▶ [WORK INSTRUCTIONS] From the listing below, copy only the lines from the line that contains "### How did you install UXarray?" to the line that contains "A few examples", counting those two lines as part of the copy.

DATA EXTRACT: Begin

Issue #1220, opened 2025-04-22
xarray features not working on datasets


wwieder:
### Version

v2025.3.0

### How did you install UXarray?

Conda

### What happened?

A few examples using groupby and resample don't seem to be working as I'd expect from experience with xarray. Briefly, I'm trying to create a climatology of monthly means from a decade of monthly CESM history files (`h0`)

**First the win**:  After reading in a dataset with three variables dimensioned _time (120) x n_face_, this works, returning a _month (12) x n_face_ array:
- `ds0['TSA'].groupby("time.month").mean('time')`

The following three examples all fail as a:
- data array using resample `ds0['TSA'].resample(time="1ME").mean()` the time dimension isn't reduced (still _120 x n_faces_; or as a
- dataset using both resample and groupby (e.g., `ds0.groupby("time.month").mean('time')`) throws a bunch of errors.  As what the data array, groupby seems to reduce time dimensions as expected, but resample does not.  The end of the error message is below
```
/glade/work/wwieder/conda-envs/ldf_v0.0/lib/python3.11/site-packages/uxarray/formatting_html.py:24, in <listcomp>(.0)
     22 def _grid_sections(grid, max_items_collapse=15):
     23     cartesian_coordinates = list(
---> 24         [coord for coord in ugrid.CARTESIAN_COORDS if coord in grid._ds]
     25     )
     26     spherical_coordinates = list(
     27         [coord for coord in ugrid.SPHERICAL_COORDS if coord in grid._ds]
     28     )
     29     descriptor = list(
     30         [desc for desc in descriptors.DESCRIPTOR_NAMES if desc in grid._ds]
     31     )

AttributeError: 'NoneType' object has no attribute '_ds'
```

DATA EXTRACT: End

▶ [RESULT OF THE TASK]
### How did you install UXarray?

Conda

### What happened?

A few examples using groupby and resample don't seem to be working as I'd expect from experience with xarray. Briefly, I'm trying to create a climatology of monthly means from a decade of monthly CESM history files (`h0`)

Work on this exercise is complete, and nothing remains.